--- MATERIAL PROVIDED ---
PR #575, opened 2020-03-04
Updates 2020-03-04

spacchettibotti:
Updated packages:
- [`argonaut-core` upgraded to `v5.0.2`](https://github.com/purescript-contrib/purescript-argonaut-core/releases/tag/v5.0.2)
- [`polyform` upgraded to `v0.8.2`](https://github.com/paluh/purescript-polyform/releases/tag/v0.8.2)
- [`st` upgraded to `v4.1.1`](https://github.com/purescript/purescript-st/releases/tag/v4.1.1)

You can give commands to the bot by adding a comment where you tag it, e.g.:
- `@spacchettibotti ban react-basic`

--- REQUIRED ACTION ---
An exact, line-for-line copy is required: from the line containing "Updates 2020-03-04" through the final line of the listing above, both included, with nothing else.

--- RESULT OF THE TASK ---
Updates 2020-03-04

spacchettibotti:
Updated packages:
- [`argonaut-core` upgraded to `v5.0.2`](https://github.com/purescript-contrib/purescript-argonaut-core/releases/tag/v5.0.2)
- [`polyform` upgraded to `v0.8.2`](https://github.com/paluh/purescript-polyform/releases/tag/v0.8.2)
- [`st` upgraded to `v4.1.1`](https://github.com/purescript/purescript-st/releases/tag/v4.1.1)

You can give commands to the bot by adding a comment where you tag it, e.g.:
- `@spacchettibotti ban react-basic`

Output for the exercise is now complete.